Rodríguez, que como sociólogo lleva más de treinta años recopilando y analizando datos, lamenta que los estudios realizados hasta ahora sobre la evolución de la población de las islas se hayan quedado solo para publicar en libros. «Algunas conclusiones de hace veinte años siguen teniendo vigencia hoy, se podía haber avanzado en ese tiempo y no se ha hecho», señala.

No se aventura sin embargo a hacer un diagnóstico genérico de la situación actual, porque a todas sus reflexiones antepone la premisa de la complejidad de abordar un debate que tiene múltiples enfoques posibles.

El aumento de población requiere soluciones políticas y normativas para transitar hacia otro modelo social

«No es posible dar una única respuesta porque intervienen muchos factores, hay que ir mirando parte por parte», expone, «¿Canarias está superpoblada? Pues relativamente, hay zonas que claramente sí, porque en las islas capitalinas vive el 80% de la población, pero en el resto de las islas -salvo Fuerteventura y Lanzarote, que han crecido mucho- no existe ese problema», añade.

El propio carácter multifactorial del resto demográfico que afronta el archipiélago requiere, en opinión del director del Istac, evaluar, jerarquizar y organizar todos los elementos para a partir de ahí buscar soluciones políticas y normativas encaminadas a una transición inteligente hacia otro modelo social, con medidas no tanto ideológicas como pragmáticas.

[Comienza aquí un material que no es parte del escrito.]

PR #8129, opened 2016-02-10
Don't prevent submitting forms with hidden inputs

koronowicz:
In my project I've dynamic forms, they can have 0 or N visible inputs. They always have one hidden input. I found a problem with submitting form where there is only a hidden input. 

Maybe you can change it?


kball:
The problem makes sense - Abide should not prevent you from submitting forms with a single hidden input... however, I'm not sure the solution is right... I don't know that applying validation to hidden inputs make sense.  I would prefer a solution that instead modifies the validate method to work appropriately even with 0 inputs.

kball:
Closing this based on the above comment.  I think applying validation to hidden inputs will cause other unexpected issues, lets instead allow the validate method to work with 0 inputs

PR #8143, opened 2016-02-12
Change for flex-block-grid AND Source Ordering

Gregor-Agnes:
new flex-block-grid breaks Source-Ordering. This fixed it.


gakimball:
Can you replace `flex-grid-order()` with `flex-order()`? The mixins for flexbox alignment and source ordering are being made into more generic mixins.

Gregor-Agnes:
Yes, I changed this, it still works.

PR #8152, opened 2016-02-12
Update clearfix mixin with flexbox fix

### LINKED ISSUE #8148: Problem with clearfix in flexbox
When using the clearfix mixin on an element with ``display: flex;`` you get a small 1px border left and right in Safari and Chrome.

The problem is [documented here](http://danisadesigner.com/blog/flexbox-clear-fix-pseudo-elements/) with a nice fix:

```css
.clear-fix:before,
.clear-fix:after {
  flex-basis: 0;
  order: 1;
}
```

Adding those two lines to [the mixin](https://github.com/zurb/foundation-sites/blob/develop/scss/util/_mixins.scss#L135) will fix the issue without harming current usage in non-flexbox layouts and only add a few lines to the compiled css.

maggo:
See http://danisadesigner.com/blog/flexbox-clear-fix-pseudo-elements/

Fixes #8148

### DIFF
--- a/scss/util/_mixins.scss
+++ b/scss/util/_mixins.scss
@@ -129,12 +129,16 @@
 }
 
 /// Applies the micro clearfix hack popularized by Nicolas Gallagher. Include this mixin on a container if its children are all floated, to give the container a proper height.
+/// The clearfix is augmented with specific styles to prevent borders in flexbox environments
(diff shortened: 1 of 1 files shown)


gakimball:
Thanks!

«En una planificación de futuro se debe valorar cómo va a quedar el sistema y las repercusiones que va a tener», señala, «si miramos la pirámide poblacional vemos que tiene forma de pino, se ha estrechado por la base porque la natalidad se ha reducido mucho y eso hay que tenerlo en cuenta para prever sus efectos en la economía».

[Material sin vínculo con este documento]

PR #8175, opened 2016-02-16
character html via title

nokser:
Now accept character html via title


gakimball:
Duplicate of #8075, and I have [a suggestion](https://github.com/zurb/foundation-sites/pull/8075#issuecomment-196425337) for how to avoid XSS attacks with a feature like this.

PR #8192, opened 2016-02-18
Update MediaQueries to initialize if not initialized already.

### LINKED ISSUE #7554: [Tooltips] Instantiating tooltips recommended way doesn't seem to work (Meteor)
We are following the documentation on Atmosphere and not using `$(document).foundation()`, but instead are instantiating plugins using the Foundation plugins API. This works fine with our Reveals, Accordions and several other plugins, however, is not working with Tooltips. The tooltips will work when you use `$(document).foundation()`, but we need more control over the plugins. Below is how we are using tooltips:

``` html
<span id="messageTooltip" data-tooltip aria-haspopup="true" class="has-tip top" data-disable-hover='false' tabindex=1 title={{message}}>{{shorten message}}</span>
```

``` js
Template.generalTasksTable.onRendered(function () {
  this.tooltip = new Foundation.Tooltip($('#messageTooltip'));
});

Template.generalTasksTable.onDestroyed(function () {
  let tooltip = this.tooltip;
  if (tooltip) {
    tooltip.destroy();
  }
});
```

We have also tried targeting the `.has-tip` class as well, but no luck with that also. Just to make sure we aren't doing anything odd with Meteor, I have tried `var tooltip = new Foundation.Tooltip($("#messageTooltip"));` in the Chrome console, but that yielded no tooltips as well.

Thanks for any help!

merlinstardust:
Fixes #7554

### DIFF
--- a/js/foundation.util.mediaQuery.js
+++ b/js/foundation.util.mediaQuery.js
@@ -4,6 +4,11 @@
 
 // Default set of media queries
 const defaultQueries = {
+  small : 'only screen and (min-width: 0em)',
+  medium : 'only screen and (min-width: 40em)',
+  large : 'only screen and (min-width: 64em)',
+  xlarge : 'only screen and (min-width: 75em)',
+  xxlarge : 'only screen and (min-width: 90em)',
   'default' : 'only screen',
   landscape : 'only screen and (orientation: landscape)',
   portrait : 'only screen and (orientation: portrait)',
--- a/js/foundation.util.mediaQuery.js
+++ b/js/foundation.util.mediaQuery.js
@@ -76,6 +76,10 @@ var MediaQuery = {
    * @returns {String|null} - The media query of the breakpoint, or `null` if the breakpoint doesn't exist.
    */
   get(size) {
+    if (! this.queries.length) {
+      this._init();
+    }
+
     for (var i in this.queries) {
       var query = this.queries[i];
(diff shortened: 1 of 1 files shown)


merlinpatt:
Travis CI has 27 passing but is giving this as the error

```
/home/travis/build/zurb/foundation-sites/node_modules/gulp-scss-lint/node_modules/bluebird/js/main/promise.js:677
            throw e;
                  ^
Error: You need to have Ruby and scss-lint gem installed
```
How do I fix this?

gakimball:
Don't worry about that, it's on our end.

gakimball:
When the init function runs, it should be taking the user-provided `$breakpoints`, and merge them with `default`, `landscape`, `portrait`, and `retina`. By adding fallbacks for `small` through `xxlarge` in that defaults object, will it still work that way?

merlinpatt:
It will now :-)

SierraGolf:
+1

kball:
Looks good to me. Restarted the travis build.  If it passes will merge.

kball:
@merlinpatt I ended up having to revert this (see #8547) as it caused a bunch of issues with responsiveness, I think due to breaking assumptions in _getCurrentSize.  I didn't see a quick fix, but that doesn't mean there isn't one.  Please take a look at this again and see if you can resolve.  Thank you!

(cc @gakimball)

PR #10957, opened 2018-02-19
Add check for changes to title attribute before showing tooltip

### LINKED ISSUE #10898: Changing the 'title' property of a tooltip element does not change the tooltip

1. Create an element with a tooltip.
2. Change the `title` property of the element.
3. Hover over the element for the tooltip.

#### What should happen:

The new title should be used for the tooltip.

#### What happened instead:

The old title is used for the tooltip.

Primarily Chrome, although this seems like the defined behavior rather than a browser specific bug.

Using version 6. This is a new project so it is a fresh download.

#### Test case link:

https://codepen.io/tedivm/pen/KQpxLd

colin-marshall:
Resolves #10898.

Adds a check to see if the title attribute is empty before showing the tooltip. If it's not empty, the `tipText` option is updated with the new title text, the tooltip element is updated with the contents of `tipText`, and the title attribute is reset.

### DIFF
--- a/js/foundation.tooltip.js
+++ b/js/foundation.tooltip.js
@@ -135,6 +135,14 @@ class Tooltip extends Positionable {
     }
 
     var _this = this;
+
+    // Update Tooltip text if title attribute has changed since init 
+    if (this.$element.attr('title') !== '') {
+      this.options.tipText = this.$element.attr('title');
+      this.template.text(this.options.tipText);
+      this.$element.attr('title', '');
+    }
+
     this.template.css('visibility', 'hidden').show();
     this._setPosition();
     this.template.removeClass('top bottom left right').addClass(this.position)
@@ -145,7 +153,6 @@ class Tooltip extends Positionable {
      * @event Closeme#tooltip
      */
     this.$element.trigger('closeme.zf.tooltip', this.template.attr('id'));
-
 
     this.template.attr({
       'data-is-active': true,


DanielRuf:
Is this for dynamically added title attributes?

js/foundation.tooltip.js
```diff
@@ -135,6 +135,14 @@ class Tooltip extends Positionable {
     }
 
     var _this = this;
+
+    // Update Tooltip text if title attribute has changed since init 
+    if (this.$element.attr('title') !== '') {
+      this.options.tipText = this.$element.attr('title');
+      this.template.text(this.options.tipText);
+      this.$element.attr('title', '');
+    }
```
ncoden: This seems a bit duplicated with the initialization. Also, this does not support HTML.
I think we could factorize this and

https://github.com/zurb/foundation-sites/blob/53f0ee83aa0963f0dde56811277f03cfaa29c130/js/foundation.tooltip.js#L52-L60

.... as a `_reflowTitle` function, and maybe add a `_reflow` also.

ncoden (changes requested):

ncoden:
@DanielRuf Dynamically added and updated title attributes.

ncoden:
Not a bugfix but a feature as we never explicitly said that we support dynamically added/updated properties.

js/foundation.tooltip.js
colin-marshall: @ncoden I agree. If `allowHTML` is true, can the HTML be set through the title attribute or does that only work by setting it through the `tipText` option?

ncoden: For a simple API, I would say that `title` and `tipText` should be considered as aliases. But using `title` for html content is not a good practice and we may not allow that....

ncoden:
> For a simple API, I would say that title and tipText should be considered as aliases. But using title for html content is not a good practice and we may not allow that....

@colin-marshall Any thoughts on this ?

PR #10960, opened 2018-02-20
Added 'disabled' styling to switches.

jellisii:
I've run up on some situations where I need to fix a switch into a position.  This adds CSS to reflect the disabled attribute on the input.


DanielRuf:
id, for and name should be different for the second example.

Please use the master branch for changes in the docs.

ncoden:
@DanielRuf We do not want to change the docs on `master` as it describe a new feature on `develop`.

scss/components/_switch.scss
```diff
@@ -208,6 +208,10 @@ $switch-paddle-transition: all 0.25s ease-out !default;
   // <input> element
   .switch-input {
     @include switch-input;
+      // indicate a disabled switch
+    &:disabled ~ label {
```
ncoden: I don't like this selector (non BEM-like) but this is the CSS architecture of the component, so good enough.

scss/components/_switch.scss
```diff
@@ -208,6 +208,10 @@ $switch-paddle-transition: all 0.25s ease-out !default;
   // <input> element
   .switch-input {
     @include switch-input;
+      // indicate a disabled switch
```
ncoden: This is not aligned ;)

scss/components/_switch.scss
```diff
@@ -208,6 +208,10 @@ $switch-paddle-transition: all 0.25s ease-out !default;
...
+    &:disabled ~ label {
+      cursor: not-allowed;
```
ncoden: You can use `$switch-cursor-disabled` instead of a hard-coded property (many people don't like the `not-allowed` cursor.

Also, you could add `$switch-opacity-disabled` (with `.5` or `.66`) as default so we can recognize a disabled switch without having to move the cursor on it.

ncoden (changes requested):

DanielRuf:
> @DanielRuf We do not want to change the docs on master as it describes a new feature on develop.

Ah ok =) So when it comes with new changes, it should be in the same branch (develop).

ncoden:
If we want to improve the doc of the last version, we push on master so it can be deployed quickly. If we improve/add some docs for features/components of the next version, we keep it on develop and it will made be public when the next version is released.

scss/components/_switch.scss
```diff
@@ -208,6 +216,11 @@ $switch-paddle-transition: all 0.25s ease-out !default;
   // <input> element
   .switch-input {
     @include switch-input;
+    // indicate a disabled switch
+    &:disabled ~ .switch-paddle {
+      cursor: $switch-cursor-disabled;
+      opacity: $switch-opacity-disabled;
+    }
```
ncoden: Sorry for not putting that in my first review, but could you move that to `@mixin switch-paddle`, just after the `input:checked` styles ?

ncoden (commented):
Thanks for the changes :)

ncoden (approved):
👍  Thanks @jellisii. I'll resolve conflicts.

jellisii:
Thank you @ncoden and @DanielRuf .

ncoden:
@jellisii  For your next pull request, you can push your work to a dedicated branch (like `feat/add-switch-disabled-state` and create a pull request from it. So you can continue working on your develop branch without polluting your existing pull requests.

ncoden:
Preview:
screen shot 2018-02-26 at 23 44 11

ncoden:
Everything looks good so I'm merging this.
Thanks again @jellisii 👍 .

Issue #10742, opened 2017-10-20
[6.4.3] foundation.scss - "$xy-grid: false" parameter missing in foundation-everything mixin


franklang:
Current source :
@mixin foundation-everything(
  $flex: true,
  $prototype: false
) {

Corrected source :
@mixin foundation-everything(
  $flex: true,
  $prototype: false,
  $xy-grid: false
) {

DanielRuf:
Thanks for reporting. Will check that soon.

DanielRuf:
`$xy-grid: true` is the default in Foundation Sites 6.4.

PR #10962, opened 2018-02-20
docs: the flexgrid is used if $xy-grid is set to false

### LINKED ISSUE #10425: [Flex Grid] .row and .column classes aren't receiving default styles

Simply create a div.row with a nested div.column. Notice that there is no longer a max-width set by default.

#### What should happen:

The div.row should have the max-width equal to whatever is defined as $global-width.

#### What happened instead:

Neither the div.row nor div.column are receiving any styles like they were in v6.3.

Chrome on Macbook Pro.

#### Test case link:

- [CodePen with Foundation 6.4.1, XY Flexbox grid and MotionUI](https://codepen.io/joshdean/pen/QgRKJK)

DanielRuf:
This PR closes #10425.

The change makes clear that if `xy-grid` is set to default the `flex-grid` is used as fallback.

Currently we have the following in scss/foundation.scss
```scss
 @include foundation-global-styles;
  @if not $flex {
    @include foundation-grid;
  }
  @else {
    @if $xy-grid {
      @include foundation-xy-grid-classes;
    }
    @else {
      @include foundation-flex-grid;
    }
  }
```

So it also seems to be the case that the float grid is used if `$flex: false` is set.


docs/pages/xy-grid.md
```diff
@@ -26,6 +26,8 @@ The XY grid is supported in Chrome, Firefox, Safari 6+, IE10+, iOS 7+, and Andro
 
 **XY grid is the default Foundation grid**. It is present by default in `foundation.css` of CDN link or package managers. In Sass, it will be generated by default by `@include foundation-everything` (unless `$global-flex` or `$xy-grid` are set to false).
 
+If `$xy-grid: false` is set, the flex grid is used instead.
```
ncoden: I think we should rather reformulate the whole sentence. Like:

> ... (unless `$xy-grid` or `$global-flex` is set to false, it will then generate the Flex Grid or the Float Grid depending on `$global-flex`).

Or

> ... (unless `$xy-grid` or `$global-flex` is set to false, it will then generate the Flex Grid if `$global-flex` is true, or the Float Grid otherwise).

DanielRuf: I'll think about it and push a new commit tomorrow. Thanks for the feedback.

DanielRuf:
Also saw https://github.com/zurb/foundation-sites/issues/10742

ncoden:
@DanielRuf You'll create a PR i guess ?

ncoden (approved):
👍

DanielRuf:
> @DanielRuf You'll create a PR i guess ?

In a separate PR I guess as this would be an actual code change.

PR #10964, opened 2018-02-21
Update off-canvas docs regarding nested limitation

### LINKED ISSUE #10328: [Off-canvas] Docs - open nested off-canvas push does overlap instead.
Click example here: 
http://foundation.zurb.com/sites/docs/off-canvas.html#nested-off-canvas
open nested off-canvas push

Overlaps instead of pushes

SassNinja:
This PR fixes https://github.com/zurb/foundation-sites/issues/10328

To make it more clear only overlap transition is possible when using a nested off-canvas, I've added a further callout (apart from the one in the nested section) right in the transition section.


ncoden:
@SassNinja You are targeting `develop` but this behavior is present in `6.4.3`, right ?

SassNinja:
@ncoden I thought it will be part of 6.4.4 since it's no critical issue. But sure I may target master instead.

Is it safe to simply change the base here on github or is it better to recreate the branch starting from master?

ncoden:
So I tested and, as I expected, this only change the branch your PR is compared to. So I would advice you to rebase your changes on `master` (with an other branch) and open an other PR.

PR #10966, opened 2018-02-21
Update off-canvas docs

SassNinja:
Fixes https://github.com/zurb/foundation-sites/issues/10328

To make it more clear only overlap transition is possible when using a nested off-canvas, I've added a further callout (apart from the one in the nested section) right in the transition section.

No hay soluciones fáciles, ¿dónde poner los límites? La libre circulación de personas es un derecho consagrado en la UE y reducir plazas alojativas tendría efectos negativos para una economía altamente dependiente del turismo. La población sigue creciendo, lo que exige más servicios, infraestructuras y viviendas, en un territorio con el 40% de su espacio protegido. La capacidad de carga del archipiélago vuelve a estar en el debate político.